- [Required action]: Your response should contain each line of the data that includes "ambiguity".

== Segment start ==

PR #2667, opened 2025-09-01
[breaking] v0.41

penelopeysm:
The usual target branch for aggregating breaking changes.


penelopeysm:
OK, it's a tad annoying when a PR with any commit marked [no ci] is merged, the squash commit message also contains it, which means that CI doesn't run. :/

PR #2670, opened 2025-09-05
Fix multiple-chain method ambiguity

penelopeysm:
https://github.com/TuringLang/DynamicPPL.jl/pull/1035 introduces a method ambiguity with a stray method in Turing.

== Segment end ==

- [Output for this exercise]:
Fix multiple-chain method ambiguity
https://github.com/TuringLang/DynamicPPL.jl/pull/1035 introduces a method ambiguity with a stray method in Turing.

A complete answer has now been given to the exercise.